Anybody that knows me KNOWS that I will go to war for one of my guys, pretty much against anyone, including my boss...so for me to get that call when I ASKED you simply..."Have you ever been arrested?" And you say "NO"...I'm pissed.

I'm pissed off to the highest point of pisstivity.

So, needless to say, he failed one of his contingencies and I must now rescind his offer.

Tricky.

Not for me, but for him. See, he decided to be colored when he got the job offer. Instead of putting in 2 weeks notice, he decided "Eff it, I'm just gonna work out the week and then tell them to KMA (with me?)" Sooooo...now it's Wednesday, you ain't got no job, and you ain't got isht to do Craig!!!

My question is, HTF you gonna KNOW you have a violent felony on your record and knowingly take a job that requires a SECRET SERVICE background check?
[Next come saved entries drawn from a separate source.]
PR #91, opened 2026-01-21
Prepare for v0.8.0

anuraaga:
Will also get #90 in.

Also won't merge until https://github.com/connectrpc/connectrpc.com/pull/318 is ready to merge


pyproject.toml
```diff
@@ -9,7 +9,7 @@ maintainers = [
     { name = "Yasushi Itoh", email = "i2y.may.roku@gmail.com" },
 ]
 requires-python = ">= 3.10"
-dependencies = ["protobuf>=5.28", "pyqwest>=0.3.2"]
+dependencies = ["protobuf>=5.28", "pyqwest>=0.3.3"]
```
anuraaga, line 12: Sorry about this - I had to fix an issue with closing a running generator in bidi streaming which seems to only have hangs on python 3.12, maybe due to https://github.com/python/cpython/issues/118272. It does mean I will need to be diligent to continue fixing any issues that may come up for users.

On the bright side I am running conformance tests on push

https://github.com/curioswitch/pyqwest/pull/90

Hopefully that's ok, the docs change does have me more pumped on getting to a fully featured connect implementation

PR #92, opened 2026-01-22
Update dev dependencies

anuraaga:
Just dev so not tied to the release


stefanvanburen (approved):

anuraaga:
Looks like several dependencies don't have wheels for 3.14t and get rebuilt, making it slooow. Notable offender is as usual grpcio, a good confirmation of why we have connect-python :)

I think it would be nice to still run this on push rather than PR, but the workarounds needed for that in GitHub actions aren't pretty, will defer for now

PR #103, opened 2026-01-27
Make Compression protocol public and default to gzip-only

anuraaga:
This reworks the interfaces related to compression to better align behavior with other connect implementations and provide more flexibility, and type safety

- Makes `Compression` protocol public. Can be used to implement custom compressions
- Accepts `Compression` instead of `str` throughout for type safety
- Default compression is now gzip-only instead of using dependency detection. `Compression` implementations for zstd and brotli are provided in public API to allow registering them, possibly with custom levels, as users need
- Send compression default to gzip instead of identity to match connect-go
- Removes noextras project now that we don't do dependency detection. Yay

### DIFF
--- a/src/connectrpc/_compression.py
+++ b/src/connectrpc/_compression.py
@@ -7,7 +7,7 @@ from connectrpc.compression.gzip import GzipCompression
 from .compression import Compression
 
 if TYPE_CHECKING:
-    from collections.abc import Sequence
+    from collections.abc import Iterable
 
 
 class IdentityCompression(Compression):
@@ -30,7 +30,7 @@ _default_compressions = {"gzip": _gzip, "identity": _identity}
 
 
 def resolve_compressions(
-    compressions: Sequence[Compression] | None,
+    compressions: Iterable[Compression] | None,
 ) -> dict[str, Compression]:
     if compressions is None:
         return _default_compressions


src/connectrpc/compression/gzip.py
```diff
@@ -0,0 +1,26 @@
+from __future__ import annotations
+
+import gzip
+
+from . import Compression
+
+
+class GZipCompression(Compression):
```
stefanvanburen: minorest of nits: I'd prefer `Gzip` to `GZip` here, to match the stdlib.

conformance/test/gen/connectrpc/conformance/v1/service_connect.py
```diff
@@ -89,7 +91,7 @@ def __init__(
         *,
         interceptors: Iterable[Interceptor] = (),
         read_max_bytes: int | None = None,
-        compressions: Iterable[str] | None = None,
+        compressions: Sequence[Compression] | None = None,
```
stefanvanburen: I might have just missed it reading through, but why do we need a `Sequence` instead of an `Iterable` here?

anuraaga: Thanks for calling this out - in a different project I got feedback that `Sequence` could make sense for an ordered list, i.e. `set` doesn't work then. But on a second thought, I know that such a parameter would be `Iterable` in Java so what works there should work here and switched back to it. If a user passes a `set` anyways, they probably have a strong reason for it for better or worse

PR #114, opened 2026-02-02
Ignore test paths in codecov

anuraaga:


stefanvanburen (approved):
from https://app.codecov.io/github/connectrpc/connect-python/tree/main/, looks like `test/` is already handled, but we may want to skip `src/_gen` as well?

anuraaga:
Great catch, thanks!

Issue #18, opened 2025-09-30
Rewrite protoc-gen-connect-python in Python


stefanvanburen:
We don't *have* to do this, but it seems ideal that we'd implement the plugin in Python to ease contributions to the repo, consolidate on tooling and testing, etc. (Admittedly, Go _is_ pretty nice for writing plugins.)

If we do choose to do this, we could take a look at https://github.com/fischor/protogen-python — the "original" connect-python's plugin was written with this library.

PR #119, opened 2026-02-06
Switch generator to use bufbuild/protoplugin

stefanvanburen:
No strong feeling on landing this, but just wanted to see how our plugin would look if we integrated https://github.com/bufbuild/protoplugin, which eliminates some of the boilerplate of handling the plugin.

Vaguely relates to #18, although I think the language the plugin is written in now is less important than ever.

Also takes a pass at cleaning up the go code and tests.

### DIFF
--- a/protoc-gen-connect-python/generator/generator.go
+++ b/protoc-gen-connect-python/generator/generator.go
@@ -23,20 +23,20 @@ func Handle(ctx context.Context, _ protoplugin.PluginEnv, responseWriter protopl
 
 	conf := parseConfig(request.Parameter())
 
-	files, err := request.FileDescriptorsToGenerate()
+	fileDescriptors, err := request.FileDescriptorsToGenerate()
 	if err != nil {
 		return fmt.Errorf("failed to get file descriptors to generate: %w", err)
 	}
 
-	for _, file := range files {
+	for _, fileDescriptor := range fileDescriptors {
 		// We don't generate any code for non-services
-		if file.Services().Len() == 0 {
+		if fileDescriptor.Services().Len() == 0 {
 			continue
 		}
 
-		name, content, err := generateConnectFile(file, conf)
+		name, content, err := generateConnectFile(fileDescriptor, conf)
 		if err != nil {
-			return fmt.Errorf("failed to generate file %q: %w", file.Path(), err)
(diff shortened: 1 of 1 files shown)


protoc-gen-connect-python/generator/generator.go
```diff
@@ -2,65 +2,49 @@ package generator
...
+func Handle(ctx context.Context, _ protoplugin.PluginEnv, responseWriter protoplugin.ResponseWriter, request protoplugin.Request) error {
+	responseWriter.SetFeatureProto3Optional()
+	responseWriter.SetFeatureSupportsEditions(
+		descriptorpb.Edition_EDITION_PROTO3,
+		descriptorpb.Edition_EDITION_2023,
+	)
 
-	resp.SupportedFeatures = proto.Uint64(uint64(pluginpb.CodeGeneratorResponse_FEATURE_PROTO3_OPTIONAL) | uint64(pluginpb.CodeGeneratorResponse_FEATURE_SUPPORTS_EDITIONS))
-	resp.MinimumEdition = proto.Int32(int32(descriptorpb.Edition_EDITION_PROTO3))
-	resp.MaximumEdition = proto.Int32(int32(descriptorpb.Edition_EDITION_2023))
```
stefanvanburen, line 23: regardless of whether or not we land this, it's probably only a matter of time before we're asked to support [edition 2024](https://protobuf.dev/reference/protobuf/edition-2024-spec/). (similar: grpc/grpc#40639)

stefanvanburen:
I know we've already solved our go -> wheel setup with goreleaser, but looks like https://github.com/simonw/go-to-wheel is a new approach (just wanted to mention!).

protoc-gen-connect-python/generator/generator.go
anuraaga: Cool - I don't mind adding that in this PR, or can be a different one, there doesn't seem to be any new syntax for services as usual

anuraaga (approved):

protoc-gen-connect-python/generator/generator.go
stefanvanburen: I'll add it separately just so it appears separately in the PR list for people looking around.

PR #120, opened 2026-02-06
Drop setup-python from CI

stefanvanburen:
Experimenting with if we need these.

### DIFF
--- a/.github/workflows/release.yaml
+++ b/.github/workflows/release.yaml
@@ -19,10 +19,6 @@ jobs:
 
       - uses: astral-sh/setup-uv@803947b9bd8e9f986429fa0c5a41c367cd732b41 # v7.2.1
 
-      - uses: actions/setup-python@a309ff8b426b58ec0e2a45f0f869d46889d02405 # v6.2.0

Even if you did this, why not wait until the BGC came back? So now you just lost your $80K job and you sitting there with your eyes watering saying "Ms. PJ, it ain't nothing you can do man? I need my job!" Pligga Nease. You shoulda thought about that before lying on your application and release form.

Now I sat there for a cool hour trying to write his "you know you dun fugged up right" letter, and for the life of me I couldn't come up with much more than:

Mr. X

Youse a dumbass. I hope you can get your old job back.


A good friend of mine came up with:

Dr. Violent Felon,

On That One Day, 2010, we offered you the Job Title position with This Company. This offer was contingent on the outcome of your background check. Although you informed us you had never been arrested, your background check shows that you have a violent felony on your record. It is for this reason that I have to rescind our previous offer. I apologize for any inconvenience this may have caused you. Being honest up-front may prevent your simple azz this type of embarrassment in the future. Good luck in all of your endeavors.

Signed,

Non-Violent Non-Violent


HA!!!

Once I got my giggles in, I wrote him a nice "form letter" and kept it moving. I can't be bothered with such negroidian behavior anyway.